-->

Onshore oil taxation too high, discouraging investors – Alakija

Mrs Folorunsho Alakija, an energy tycoon and Nigeria’s richest woman has said that the country’s 85% tax on onshore crude oil production is dissuading local investors from taking over assets from international oil companies, Bloomberg reports.

Famfa Oil Ltd., founded in 1991 by Alakija and among dozens of Nigerian companies granted oil licenses in the early 1990s from the existing military regime at the time, has sought to acquire stakes in onshore oil fields, yet sees the tax regime as a deterrent. Onshore producers pay 30% corporate tax and 55% tax on petroleum profit, while offshore producers who bought stakes in the 1990s are exempt of corporate tax and pay 50% profit tax.

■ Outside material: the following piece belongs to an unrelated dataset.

PR #613, opened 2026-08-19
feat(ui): pane scrolling is per-agent, and the deck now says so (#611)

### LINKED ISSUE #611: PRD: Pane scrolling is per-agent, and the deck should be honest about it (codex panes cannot scroll)
## Reported symptom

“The 85% that those who are onshore are having to pay is going to be too high for indigenous companies to be able to stand on their own two feet,” she said.

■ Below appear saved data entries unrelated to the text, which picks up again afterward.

Issue #421, opened 2026-08-08
Automatic issue labelling: priority, size, and a machine-written in-progress claim that records its claimant


prageethw:
**Detailed PRD**: See [prds/421-issue-triage-labels-and-dispatch-claims.md](https://github.com/vfarcic/dot-agent-deck/blob/main/prds/421-issue-triage-labels-and-dispatch-claims.md)

---

## Problem

Issues carry no priority, no size, and no machine-written status. Triage is entirely manual, and the deck itself contributes nothing even though it is the thing doing the work.

**The product gap:** `issue_dispatch` (PRD #120) **reads** labels — it builds `gh issue list --label <x>` in `issue_list_argv` (`src/issue_dispatch.rs:118`) — but **never writes one**. When the deck dispatches an issue to a worker, it leaves no mark on the issue at all. Nothing on GitHub shows that an agent is working on it.

That matters more than status display, because of how dispatch decides what to pick up. `dispatch_decision` (`src/issue_dispatch.rs:277`) uses two idempotency signals:

1. the per-issue worktree already exists on disk, or
2. an open PR's head branch is `agent/issue-<n>`.

**Both are inferred side-effects.** Neither is visible to a human scanning the issue list, and neither is checkable by a *second* deck instance before it begins work. There is no explicit claim anywhere.

## Proposal

**1. Write `in-progress` at dispatch, and read it as a third idempotency signal.**

Write it *after* the worktree and spawn succeed, so a failed dispatch never leaves a false claim — the per-issue error boundary already in the fire flow is where this is won or lost. Then have `dispatch_decision` read it. This turns the claim from an inferred side-effect into an explicit, visible one.

**2. Record which orchestrator claimed it.**

A bare `in-progress` says *someone* claimed the issue, not *who* — so a second instance cannot tell "another orchestration owns this, stay out" from "this is my own earlier claim, resume it". The identity to record already exists: `mint_orchestration_id()` (`src/agent_pty.rs:383`) mints a per-tab token and `OrchestrationIdentity::Instance { id, name }` carries it with the config name. Its own doc states the property this needs — *"two tabs of the SAME orchestration in the SAME directory are two distinct routing groups"* — so the **name alone is not sufficient**, since it is ambiguous in exactly the same-name-same-directory case.

[...]

Issue #589, opened 2026-08-17
New-pane form footer promises Enter: submit in the name-collision state, where Enter is silently refused


vfarcic:
## The problem

When the new-pane form is in the name-collision state introduced by #539, the action row correctly drops `[Submit]` and the `! This name is already in use by a live orchestration.` warning renders — but the modal footer still reads:

```
  Tab: switch  ◀▶: mode  Enter: submit  Esc: cancel
```

Pressing Enter there hits the collision guard at `src/ui.rs:7851` and returns `Action::Continue` with no feedback at all. The form advertises a key that does nothing.

Observed directly in the real binary while verifying #539 (isolated sandbox, orchestration `tdd-cycle` in `/tmp/.../myproj`, with `myproj-orchestrator-1` already live):

```
│  Name:    myproj-orchestrator-1                              │
│                                                              │
│  ! This name is already in use by a live orchestration.      │
│                                                              │
│ [Cancel]                                                     │
│  Tab: switch  ◀▶: mode  Enter: submit  Esc: cancel           │
```

`[Submit]` is gone from the button row while the footer beneath it still promises `Enter: submit`.

## Cause

`new_pane_form_hint()` (`src/ui.rs:16805`) chooses between `Enter: submit` and `Enter: next` from `name_submits` alone:

```rust
if has_mode_field {
    if name_submits {
        "  Tab: switch  ◀▶: mode  Enter: submit  Esc: cancel"
    } else {
        "  Tab: switch  ◀▶: mode  Enter: next  Esc: cancel"
    }
}
```

It has no knowledge of `name_collision`. The render path already computes that value one function away (`src/ui.rs:17265`) in order to drop the button, so the information is available at the call site.

## Suggested fix

Thread the collision state into `new_pane_form_hint()` and render wording that does not promise a refused action — dropping the `Enter:` clause entirely in that state would match how the button row handles it (removed, not dimmed).

## Why this is a consistency issue, not a matter of taste

The repo already holds itself to this standard in two places:

- `src/ui.rs:17400` carries a comment about the generic `Enter: next` wording being *"misleading in that state"* — the same class of defect, already recognised and fixed once.
- `src/ui.rs:28036-28049` has tests pinning which hint wording appears in which state (`Enter: submit`, `Enter: next`, `Enter: next/confirm`).

The collision state is simply a new state that this existing, already-enforced standard was never extended to.

## Severity

[...]

Issue #222, opened 2026-07-25
Scheduled issue-dispatch parity with the interactive orchestration-open path (role names, unattended startup, prompt order) + repo default + issue sort


vfarcic:
## PRD: Scheduled issue-dispatch parity with the interactive orchestration-open path

**Problem**: Scheduled issue-dispatch reimplements orchestration spawning in a separate daemon-side primitive (`src/spawn.rs`) instead of reusing the new-dialog path (`TabManager::open_orchestration_tab`). That divergence causes real defects: dispatched orchestration panes lose their role names (shown as `sched-<task>` instead of `orchestrator`/`coder`/…), non-auto-approving agents (claude/opencode/codex) block on first-run trust/permission/onboarding prompts and never come up unattended, and it is unclear the orchestrator's role `prompt_template` (generic instructions) is applied before the schedule prompt. Separately, the authoring flow hardcodes an example repo instead of inferring the current one and offers no way to choose issue ordering.

**Solution**: Converge scheduled issue-dispatch onto the same canonical orchestration-open routine the interactive new-dialog uses — so role naming, role-prompt ordering, and startup handling are shared, not duplicated — and make dispatched agents come up unattended. Add additive authoring UX: a smart default repo (inferred from the current repo) and a first-class issue `sort` field (current order as default). Ship behind the existing `experimental` flag; re-test after release; graduate via #193.

**Detailed PRD**: See [prds/222-issue-dispatch-orchestration-parity.md](https://github.com/vfarcic/dot-agent-deck/blob/main/prds/222-issue-dispatch-orchestration-parity.md)

**Relationships**: Fixes the dispatch/orchestration behavior behind PRD #120's `issue_dispatch`; blocks graduation #193 (remove the `experimental` flag) on a post-release re-test; the ceiling-vs-top-up selection-depth limitation is named and deferred.

**Priority**: High

vfarcic:
## The "prompt order" parity item, measured — and it is bigger than issue-dispatch

Found while using PRD #220's `dispatch` by hand (PR #232). The same defect hits **both** producers, because they share `src/spawn.rs`. Recording the mechanism here so whoever picks this up does not have to re-derive it.

### What is wrong

A daemon-spawned orchestration starts with **no delegation protocol**, so only its orchestrator ever acts:

- `spawn`'s orchestration branch delivers `req.prompt` to exactly one pane — `orchestrator_role_index(&roles)` (`src/spawn.rs:318`, `:378`).
[...]

PR #614, opened 2026-08-20
feat(triage): add adaptive issue labeling

### LINKED ISSUE #603: introduce prioritisation and size tags

vfarcic:
## Summary

- add a guarded live GitHub Agentic Workflow that classifies new issues and same-repository pull requests, then learns from maintainer label corrections
- add a staged single-item preview worker and a manual batch dispatcher that previews by default and serializes memory-writing apply runs
- enforce the repository taxonomy through safe-output allowlists, strict threat detection, serialized memory access, and semantic validation against the triggering event and structured classifier output
- document activation, security, costs, maintenance, and Apache-2.0 attribution for the adapted Dosu workflow

## Safety and rollout

- automatic runs remain disabled unless `ISSUE_LABELER_ENABLED` is exactly `true`
- fork pull requests are rejected before credentialed execution
- the agent receives read-only GitHub tools; separate generated jobs own label and memory writes
- authority and lifecycle labels remain blocked, generated diagnostic issues are disabled, and bot-authored label events are skipped before AI execution
- classifier and threat detector are each capped at 10 AI credits; automatic runs have a 100-credit rolling guardrail, while the documented manual batch ceiling is 400 credits
- the read-only trial classified a synthetic crash as `bug` and left the issue unchanged

## Taxonomy ownership vs. PRD #421

PRD #421 proposes a second mechanism for the same `priority:*` / `size:*` / `needs-triage` vocabulary — a scheduled `triage-issues` skill running on a maintainer's deck. `docs/develop/issue-labeling.md` now records the precedence: **this workflow owns classification labeling for the repository**, and PRD #421 Phase 1 must not be enabled alongside it. PRD #421's Phases 2–3 (the `agent-deck/claimed` dispatch claim) are a different job and cannot collide — the safe-output `allowed` list is a closed allowlist that excludes that label, and the workflow has no label-removal capability at all. The activation procedure now carries the interlock as an explicit precondition. See the review thread for the reasoning and for the part that is a maintainer call.

## Verification

- `gh aw compile issue-labeler issue-labeler-preview --validate --strict --actionlint --approve`
- `gh aw validate --strict`
- actionlint and yamllint on `.github/workflows/issue-labeler-batch.yml`
- the post-agent memory validator is covered by `xtask/linkage-check/src/issue_labeler_memory.rs` (10 tests, in `cargo test-fast`): the script is extracted from the Markdown source and run under `node` against fixture memory trees — two accepts (a labeling-mode prediction; a six-label correction, where a prediction caps at five) and six rejects (a row smuggled in for an untouched issue, a row for another repository, a non-taxonomy label, an extra file in the memory clone, feedback about an item never classified, and a feedback-mode run that applies labels). A companion test asserts the extracted script is embedded verbatim in the generated `.lock.yml`, so an edit landing without a recompile fails the suite instead of leaving it testing a script no runner executes.
- `cargo fmt --check`
- `cargo clippy --workspace --all-targets --features e2e -- -D warnings`
- `cargo test-fast` (2,953 passed)
- `cargo xtask linkage-check`

`origin/main` is merged in (`10f9c71`). It had accumulated two conflicts since 2026-08-20, and had already fixed both independently, so this branch's versions are dropped rather than kept: `.env.vals.yaml` (main added `OPENAI_API_KEY` above `OPENROUTER_API_KEY`; this branch had added it below) and the one-line `src/agent_pty.rs` fixture initialization this PR previously carried, which main now supplies with its issue #454 comment. Both files are byte-identical to main again. Until that merge the PR was `mergeable: CONFLICTING`, so GitHub was running neither the `pull_request`-triggered CI nor Docs on it.

Closes #603
Refs #421


vfarcic:
Pre-merge execution note: GitHub does not allow a newly introduced `workflow_dispatch` workflow to be dispatched from this repository until the workflow path exists on the default branch. `--ref` can select a branch revision only after GitHub has registered that workflow from `main`.

The branch implementation was nevertheless exercised with `gh aw trial` against real issue #589 through a temporary private host repository. The staged preview completed successfully, proposed `bug`, `source`, `priority:low`, and `size:low` with high confidence, passed strict threat detection, and used 1.11479 AI credits. Because this was a staged trial, #589 was intentionally not modified; the temporary host was deleted afterward.

The production-repository smoke test must therefore happen after merge while automatic activation remains disabled:

1. Dispatch `issue-labeler-batch.yml` with `item_type=issue`, `numbers=589`, and `apply=false`; confirm the same staged labels and no issue mutation.
2. If the preview is correct, dispatch it with `apply=true`; confirm the labels are applied and the memory update succeeds.
3. Remove the test labels from #589 if they should not remain, then enable `ISSUE_LABELER_ENABLED` only when automatic classification is ready to roll out.

prageethw (commented):
Two non-blocking items worth resolving before merge rather than after:

1. **Product overlap with #421**: this repo already has `priority:*`/`size:*`/`needs-triage` labels, and #421's PRD (open PR #464) proposes an *in-app* scheduled skill to apply the same taxonomy. This PR implements the same labeling independently via an external GitHub Actions workflow driven by Codex. Both ship without conflict today because #421 Phase 1 hasn't landed and this PR's automatic runs are gated behind `ISSUE_LABELER_ENABLED` (currently unset), but if both go live they could double-label or conflict on the same fresh issue. Worth deciding now which mechanism should own this, rather than discovering the collision later.
2. The PR description cites verification via "semantic memory validation fixtures for valid predictions, six-label feedback, and tampering rejection" — I couldn't find any fixture files matching that description anywhere in the diff. Could you confirm whether those fixtures exist elsewhere (and should be included here) or the description should be corrected?

Everything else looks solid: the feature ships fully disabled by default, the fork-safety argument (`pull_request` not `pull_request_target`, so a fork PR can't reach the credentialed classifier) holds structurally, and the post-agent JS validator recomputing the expected memory diff is a real enforcement boundary rather than relying on model restraint. CI is green.

vfarcic:
@prageethw thanks — both were worth catching. Fixes pushed in cbf24aa.

---

## 1. Overlap with #421

**Scope first, because it is narrower than it looks.** The only surface where the two mechanisms meet is #421's **Phase 1** — the `triage-issues` skill + cron that applies `priority:*` / `size:*` / `needs-triage`. Phases 2–3 (`agent-deck/claimed`, the claimant record, claim-aware `dispatch_decision`) cannot collide with this workflow even in principle: the safe-output `allowed:` list is a **closed allowlist** that does not contain `agent-deck/claimed`, and the workflow has no label-*removal* capability at all. So whatever is decided about triage, #421's actual product value — the dispatch claim — is unaffected. I've written that down rather than left it inferable.

**The collision is worse than double-labeling**, which is the part I think justifies deciding now rather than later:

1. **Divergent vocabulary, not duplicate labels.** The repo's live labels are colon-form (`priority:high`, `size:high`) — that is what this workflow's allowlist enforces and what the label descriptions were written for. PRD #421 records the **hyphenated** form (`priority-high`) as *settled*, in its header and again at M1.1. If Phase 1 ships as written it creates a second, parallel taxonomy; neither mechanism can read the other's, and no `label:` query matches both. This one is already live-vs-document, not hypothetical.
2. **The correction memory would be poisoned.** This workflow treats every non-Bot `labeled`/`unlabeled` event as maintainer ground truth. #421's triage agent applies labels through `gh` under a maintainer's own credential, so GitHub reports `sender.type == "User"` and the bot skip in the `if:` does not fire. The second mechanism's output would be ingested and *trained on* as if a human had corrected the classifier — a silent quality regression, not a visible conflict.
3. Each of those events is also a metered feedback run against the same rolling credit guardrail.

**Where I land: this workflow should own classification labeling; #421 should keep the dispatch claim and drop Phase 1.** The reasoning, including the parts that cut the other way:

- **#421's stated rationale for classifying locally is now stale.** "Why the triage classifier runs locally" rests on *"There is no LLM credential in CI and no intent to add one."* `OPENAI_API_KEY` was added to this repo's Actions secrets on 2026-08-20. That premise was correct when written; it is not correct now, and it is load-bearing for the whole phase.
- **The second half of that rationale — "a CI job can never pause to ask a human" — is explicitly not load-bearing in #421's own design.** Its uncertainty rule is a label, not a question: *"correctness never depends on someone watching."* That is exactly `needs-triage`, which this workflow implements.
- **#421's own durability note points the same way.** Its three artifacts live in three places and only one is versioned; the schedule sits in `~/.config/dot-agent-deck/schedules.toml` on whichever machine runs the daemon and *"vanishes with the machine."* This workflow's trigger is in the repo.
- **Enforcement.** The safe-output allowlist rejects out-of-taxonomy labels at infrastructure level whatever the model says. #421 puts *"Any restriction on what the triage agent may run"* out of scope — the skill scopes behaviour by prompt only.
- **Coverage.** This also labels PRs and applies type/area labels, which #421 never touches, and it learns from corrections, which #421 does not.

**The one axis where #421 Phase 1 is genuinely better, and I don't want to paper over it:** it sweeps the *existing* backlog on a cron. This workflow is event-driven and will never reach an issue opened before it was enabled, so Success Criterion 1 ("every open issue … carries either a `priority-*` + `size-*` pair or `needs-triage`") is not something it satisfies by itself. The mitigation is the batch workflow — manual, 20 items per run, so roughly six runs for the current backlog — and then event-driven coverage from there. That is a real downgrade from "maintained without anyone remembering to do it" to "one deliberate backfill", and it is the honest cost of the recommendation.

**This last part is a product call I don't think I should make unilaterally** — M2.0 was settled jointly by you and @vfarcic, #464 is merged, and retiring a phase of it is your and Viktor's decision, not a side effect of this PR. So, stated as a single yes/no:

> **Retire PRD #421 Phase 1 (M1.1–M1.4) and rescope #421 to the dispatch claim, letting this workflow own the classification taxonomy?**

If **yes**: #421 drops M1.1–M1.4, Success Criterion 1 is restated against this workflow (or accepts the manual backfill), the hyphenated-separator decision in the header is retired in favour of the colon form the repo already uses, and Open Question 3's `sort` interaction with #222 resolves against the colon form — which does need quoting (`label:"priority:high"`), the one concrete cost of that separator, and worth recording there.
If **no**: this workflow stays off, its `ISSUE_LABELER_ENABLED` variable is never set, and #614 lands as documentation plus a preview/batch tool only — in which case say so and I'll add that to the docs instead.

**What I changed on #614 so this can't happen by accident either way** (`docs/develop/issue-labeling.md`):

- a new **"Who owns the triage taxonomy (PRD #421)"** section stating the precedence, the three collision mechanisms above, and why Phases 2–3 are structurally excluded;
- the activation step now carries the interlock as a precondition — set `ISSUE_LABELER_ENABLED` *only after* confirming no `triage-issues` schedule points at this repo;
- a matching line in `CONTRIBUTING.md`'s developer-docs index.

---

## 2. The fixtures

**You were right — they did not exist.** Nothing matching that description was in the diff, elsewhere in the repo, or on any other branch. The description overclaimed, and the post-agent validator — the boundary you correctly identified as the one that doesn't rely on model restraint — shipped with no test of any kind.

Correcting the description alone felt like the wrong fix for exactly the reason you were probing, so the coverage now exists: **`xtask/linkage-check/src/issue_labeler_memory.rs`, 10 tests, in `cargo test-fast`** (~0.12s; `SKIP:`s where `node` is absent, following the `verify_pr_stream.rs` precedent).

It extracts the `Validate feedback memory` script from the Markdown source and runs the **real** script under `node` against fixture memory trees, rather than testing a transcription:

- **Accepts** — a labeling-mode prediction matching the classifier output; and a **six-label correction**. That second one is the case worth having: a prediction caps at 5 labels while a correction snapshots whatever the item now carries and may exceed it, so a suite that only ever passed ≤5 would not notice the two caps being collapsed into one. Its fixture also carries a blocked `PRD` label in the event payload, which must be filtered back out rather than stored.
- **Rejects**, each asserting the *specific* error so a fixture that fails for the wrong reason doesn't read as a pass — a row smuggled in for an issue the run never touched, a row pointing at another repository, a non-taxonomy label, an extra file in the memory clone, feedback about an item the workflow never classified, and a feedback-mode run that tries to apply labels.

One thing I want to flag explicitly, because it is what makes the rest mean anything: the tests read the **Markdown**, and GitHub runs the **lock**. So `issue_labeler_validator_lock_and_source_agree` asserts the extracted script is embedded verbatim in `issue-labeler.lock.yml`. Without it an edit landing without a `gh aw compile` would leave ten green tests exercising a script no runner ever executes. I don't have the pinned `gh-aw` extension installed, so **no workflow file was touched and no lock was regenerated** — the two absolute runner paths the script hard-codes are redirected into a `TempDir` at test time, and `redirect()` asserts each literal occurs exactly once so a rename fails loudly instead of silently testing an unsandboxed path.

Sanity-checked by mutation rather than by assertion count: adding `"PRD"` to the validator's `allowedLabels` in the source turns three tests red (the drift guard, the non-taxonomy reject, and the six-label accept). Reverted.

Gates: `cargo fmt --check`, `cargo clippy --workspace --all-targets --features e2e -- -D warnings`, `cargo test-fast` (2,897 passed), `cargo xtask linkage-check` all green locally. PR description corrected — the fixtures bullet now describes what actually exists.

vfarcic:
One thing found while pushing the above, which matters more than either review item: **this PR was not running CI at all.**

`main` moved after the last green run on 2026-08-20 — #464 among others — and the branch went `mergeable: CONFLICTING`. GitHub does not evaluate `pull_request`-triggered workflows on a PR whose merge commit cannot be computed, so neither `CI` nor `Docs` had run since; only `PR Labeler` had, because it is `pull_request_target` and therefore unaffected. The green checks on the PR page were from 2026-08-20, against a `main` that no longer exists. Worth knowing as a general trap: a stale-green board and a not-running board look identical from the PR page.

`main` is now merged in (10f9c71). Both conflicts were cases where `main` had already made the same fix independently, so this branch's versions are dropped rather than kept, and both files are byte-identical to `main` again:

- **`.env.vals.yaml`** — `main` added `OPENAI_API_KEY` alongside `ANTHROPIC_API_KEY` above `OPENROUTER_API_KEY`; this branch had added the same key below it. Git's auto-merge took both sides and produced a **duplicate YAML key**, which is why this one needed resolving by hand rather than by taking a side — it was not reported as a conflict.
- **`src/agent_pty.rs`** — the one-line `pane_handed_over: false` fixture initialization this PR carried is now supplied by `main` with its issue #454 comment. The PR description's note about that line repairing a `main` compilation failure was stale and has been updated.

**On the way to green, `build-macos` failed twice** on `hook::tests::socket_007_signal_interrupted_read_still_returns_the_reply` — the macOS load-flake already tracked as #642, which `main`'s own 23:02 run hit independently. `src/hook.rs` is untouched by this branch, and `build` and `build-windows` passed on every attempt. Attempt 3 passed with no code change, which is the fail→fail→pass signature #642 documents; I've added both attempt URLs there so the re-run does not erase them. **All ten checks are green now.**

Finally, a correction to my own comment above: I cited the hyphenated-separator decision as living in PRD #421's header "and again at M1.1". The accurate citation is the **header** (`**Label separator**: **hyphenated** … **settled** with M2.0`), **In Scope** (`priority-high|medium|low`, `size-high|medium|low`), and the **Open Question 4** comparison table; M1.1 itself does not restate it. The substance is unchanged — the document settles on hyphens, the repository's live labels are colons.

prageethw (approved):
Both points from my prior review are now addressed: the PR body's new "Taxonomy ownership vs. PRD #421" section documents the precedence, and the fixture-based verification I couldn't find is now in `xtask/linkage-check/src/issue_labeler_memory.rs` (10 tests, confirmed present in the diff) with the two-accepts/six-rejects coverage described. CI is green. LGTM.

Investment in Africa’s largest oil producer has been held up by uncertainty over Nigeria’s Petroleum Industry Bill (PIB), a law that has been delayed in parliament for almost seven years due to political wrangling and opposition from international energy companies to proposed tax and royalty terms.

Mrs Alakija said; “It would be a good idea when the Petroleum Industry Bill does come out that it would have looked at tax relief for onshore, to help our people to be able to continue running their businesses and investing in that area”. “Nobody knows what is going to be the outcome of that bill” she added.

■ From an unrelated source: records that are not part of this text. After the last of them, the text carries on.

PR #615, opened 2026-08-20
fix(logging): let RUST_LOG override the crate's default info directive

### LINKED ISSUE #605: RUST_LOG=dot_agent_deck=debug is silently discarded by an appended default directive

vfarcic:
Closes #605.

## The defect

`RUST_LOG=dot_agent_deck=debug DOT_AGENT_DECK_LOG=1 dot-agent-deck` produced a log file byte-identical to one written with no `RUST_LOG` at all — no warning, no error, nothing to tell "your filter was discarded" from "debug logging had nothing to say".

`init_logging_from_env` built the filter as

```rust
EnvFilter::from_default_env().add_directive("dot_agent_deck=info".parse().unwrap())
```

`add_directive` **replaces** an equally specific directive (`Directive`'s `Ord` compares specificity, not level, so `DirectiveSet::add`'s `binary_search` hits `Ok` and overwrites). The default therefore won over the user's directive every time, and only a *more specific* target survived — which is why the workaround in the repo's own tooling is to enumerate `dot_agent_deck::daemon=debug`, `dot_agent_deck::spawn=debug`, … one subsystem at a time. That is the form nobody reaches for first, and it cost a real debugging session on #454.

## The fix

Same parser, same replacement rule, opposite order — the deck's defaults go in first and `RUST_LOG` is layered on top:

```rust
EnvFilter::new(format!("error,dot_agent_deck=info,{}", rust_log.unwrap_or_default()))
```

- `RUST_LOG=dot_agent_deck=debug` now raises the crate to debug, and `=warn` quiets it — precedence runs both ways, and neither worked before.
- A directive that does **not** name the `dot_agent_deck` target still leaves the default alone, so a bare `RUST_LOG=debug` moves only the dependency floor. That is the issue's stated constraint and it is pinned by a test.
- With no `RUST_LOG` the filter is exactly what it was: the deck at `info`, dependencies at `error`.

The construction moved out of `main.rs` into `logging::env_filter` for one reason: `main.rs` is the binary and integration tests link the library only, so the precedence rule was unreachable from the fast tier. `main.rs` now calls `logging::env_filter_from_env()`.

### One deliberate behavior change beyond the report

The dependency `error` floor is now named explicitly instead of inherited from `EnvFilter::from_default_env`'s default directive, which only fires when the parsed input is empty — and the assembled string never is. That makes the floor **unconditional**. Previously it silently vanished the moment `RUST_LOG` was set at all, so asking for deck debug logs also switched dependency errors *off*. Keeping the old asymmetry would have meant reproducing the builder's empty-input rule by hand; making it unconditional is both smaller and the direction nobody would argue for. It has its own test (`logging_filter_user_directive_keeps_the_dependency_error_floor`).

## Reproduced first

Per the repo's `reproduce-first` skill, the tests came before the fix. Against the **pre-fix** builder, extracted verbatim:

- `logging_filter_explicit_crate_directive_enables_debug` — **red**, for the reporter's reason (`RUST_LOG=dot_agent_deck=debug did not enable crate debug logging`; only INFO/WARN in the capture).
- `logging_filter_explicit_crate_directive_can_quiet_the_crate` — **red**, same defect, other direction.
- The four controls — no `RUST_LOG`, empty `RUST_LOG`, a more specific target, a bare level — **green on both sides**, which is what attributes the failure to the exact-target override rather than to a broken harness.

Both halves of the fix were then revert-checked one at a time: dropping the composition order turns the two precedence tests red, and dropping the `error` floor turns the two floor tests red.

The tests assert at the reporter's altitude — whether the line lands in the log — not which directives the filter holds. They are pure lib units, not `#[spec]` catalog tests, following the `tests/features.rs` precedent (no scenario comments, no catalog entries); `cargo xtask linkage-check` is clean.

## Verified against the real binary

Not only the unit tests. A sandboxed `daemon serve` (isolated `HOME`, sockets, state dir and `DOT_AGENT_DECK_LOG`, per rule 12's isolation note):

| `RUST_LOG` | DEBUG lines | INFO lines |
|---|---|---|
| *(unset)* | 0 | 4 |
| `dot_agent_deck=debug` | 1 | 4 |

## Scope checks

- **Rule 4 (TUI tests):** no user-visible TUI behavior changes — this only affects the opt-in `DOT_AGENT_DECK_LOG` file. Verified against the final diff: nothing under `src/ui.rs`, `src/tab*.rs`, `src/pane*.rs` or the render path is touched.
- **Rule 12 (cross-version contract):** no wire change. This is how a process filters its own log file, not anything the TUI and daemon say to each other — no field, no shape, no meaning moved. `PROTOCOL_VERSION` untouched, no `.breaking.md`; `605.bugfix.md` bumps patch.

## Gates

- `cargo fmt --check` ✅
- `cargo test-fast` ✅ 2894/2894
- `cargo test-e2e` ✅ 8619/8619 (7 slow, 0 skipped)

**Note on how those were run:** `origin/main` is currently red from an unrelated missing `RunningAgent::pane_handed_over` initializer, which breaks the `lib test` target and therefore every tier. PR #609 is the reviewed one-line unbreak and is still open. To gate this branch honestly I applied #609's hunk **locally and uncommitted**, ran all of the above, then reverted it — it is deliberately **not** in this branch and this PR does not duplicate or bundle it. Once #609 lands, this branch wants an update from `origin/main`; until then CI here will fail on #609's error, not on anything in this diff.

## Docs

`RUST_LOG` was documented nowhere, so a "Turning the verbosity up" subsection was added to Troubleshooting › Enabling Debug Logs, plus a row in Configuration › Environment Variables. Both note that `RUST_LOG` selects *what* is logged while `DOT_AGENT_DECK_LOG` decides *whether* there is a log file, since neither is useful alone.


vfarcic:
## State of this PR — please read before reviewing

**The four red jobs are not this diff.** `build`, `build-macos`, `build-windows` and `windows-cross-check` all fail on the identical, pre-existing error from `main`:

```
error: could not compile `dot-agent-deck` (lib test) due to 1 previous error
```

That is #609's one-line fix, still open and unapproved. It breaks the `lib test` target, so it takes down every tier on every platform for every branch cut from `main`. Nothing else appears in any of the four logs. The jobs that do not build the test target — `security`, `nix`, `devbox`, `docs-build`, `changes`, `label` — are green.

Rather than bundle #609 here, I applied its hunk **locally and uncommitted**, ran the full gate set, and reverted it. It is not in this branch:

| gate | result |
|---|---|
| `cargo test-fast` | 2894/2894 |
| `cargo test-e2e` | 8619/8619 (7 slow, 0 skipped) |
| `cargo xtask linkage-check` | ok — 547 catalog ids, 475 annotations, 8 rules |

**Sequencing this needs:** once #609 lands, this branch wants an update from `origin/main` to turn CI green. That update is a push, and `dismiss_stale_reviews_on_push` is `true` — so an approval given now will be dismissed and need re-granting. Reviewing the substance now is still useful; just expect the second click.

## Greptile has not run, and it is not this PR

No `Greptile Review` check-run and no summary comment appeared here after ~25 minutes. That is repo-wide, not specific to this branch — Greptile last published on **2026-08-18T13:51Z** (#597). Every PR opened since has none of its four surfaces:

| PR | opened | Greptile check | Greptile comment |
|---|---|---|---|
| #594 | 08-18 01:35 | yes | yes |
| #596 | 08-18 13:40 | yes | yes |
| #597 | 08-18 13:51 | yes | yes |
| #598 | 08-18 22:43 | — | — |
| #599 | 08-18 22:53 | — | — |
| #607 | 08-19 06:10 | — | — |
| #609 | 08-19 12:10 | — | — |
| #615 | 08-20 04:34 | — | — |

`greptile.json` is unchanged (`triggerOnUpdates: true`), so this looks like an outage or a lapsed installation rather than a config change — worth checking the app's status on the repo. Per CLAUDE.md rule 8 I did not block on a reviewer producing neither a comment nor a pending check. There were consequently no inline findings to address or threads to resolve; if Greptile comes back and posts on a later push, its findings still need reading before merge.

prageethw (approved):
Root cause and fix are correct — tracing-subscriber's add_directive replaces on equal specificity, so appending the crate's own default directive after RUST_LOG silently discarded a same-specificity user override; reordering fixes it. Good test coverage at the right altitude (asserting actual emitted log lines, not internal filter state) covering both directions of precedence plus the one deliberate side effect (the dependency error floor becoming unconditional), which is called out and justified rather than smuggled in. The four red build checks are unrelated pre-existing main breakage (verified: identical E0063 on pane_handed_over, fixed by #609, now approved) — will need a rebase to go green, not a code change here. Approving on content.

International producers have agreed to sell off $10 billion of mainly onshore assets over the past three years, according to Bloomberg Intelligence. Those assets are largely being taken over by local companies, such as Seplat Petroleum Development Co. but Mrs. Alakija noted that getting financing for fields may prove tough and expects more mergers and acquisitions in the industry, especially given the current low oil price environment.